Your instructions :: Begin the reply with the line containing "- Only 59 out" and end it with the final line of the listing, reproducing every line between exactly and adding nothing.

Listed entries ::
=== Section Start ===

PR #1223, opened 2026-05-12
Use workload timeout for bootstorm VM access wait

ebattat:
## Summary
- Pass `self._timeout` (from `TIMEOUT` env var, default 3600s) to `wait_for_vm_access` instead of hardcoded `SHORT_TIMEOUT` (600s)
- Windows Server 2025 VMs at scale (37+ per worker) need more than 10 minutes to boot when competing for I/O
- Only 59 out of 111 VMs were accessible within the 600s timeout; increasing to 3600s allows slower VMs to complete boot

## Test plan
- [ ] Run Windows Server 2025 bootstorm with 37 VMs per worker (3 workers)
- [ ] Verify all 111 VMs become accessible within the extended timeout
- [ ] Verify Windows Server 2022 bootstorm still works (regression check)

Assisted-by: Claude Code

🤖 Generated with [Claude Code](https://claude.com/claude-code)

## Summary by CodeRabbit

* **Bug Fixes**
  * Improved VM startup timeout handling in the bootstorm workload: explicit timeout is now honored, timeout failures are caught and logged as warnings, and VM access attempts are recorded as failed when timed out—leading to more consistent, reliable behavior during VM startup operations.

=== Section End ===

Your response ::
- Only 59 out of 111 VMs were accessible within the 600s timeout; increasing to 3600s allows slower VMs to complete boot

## Test plan
- [ ] Run Windows Server 2025 bootstorm with 37 VMs per worker (3 workers)
- [ ] Verify all 111 VMs become accessible within the extended timeout
- [ ] Verify Windows Server 2022 bootstorm still works (regression check)

Assisted-by: Claude Code

🤖 Generated with [Claude Code](https://claude.com/claude-code)

## Summary by CodeRabbit

* **Bug Fixes**
  * Improved VM startup timeout handling in the bootstorm workload: explicit timeout is now honored, timeout failures are caught and logged as warnings, and VM access attempts are recorded as failed when timed out—leading to more consistent, reliable behavior during VM startup operations.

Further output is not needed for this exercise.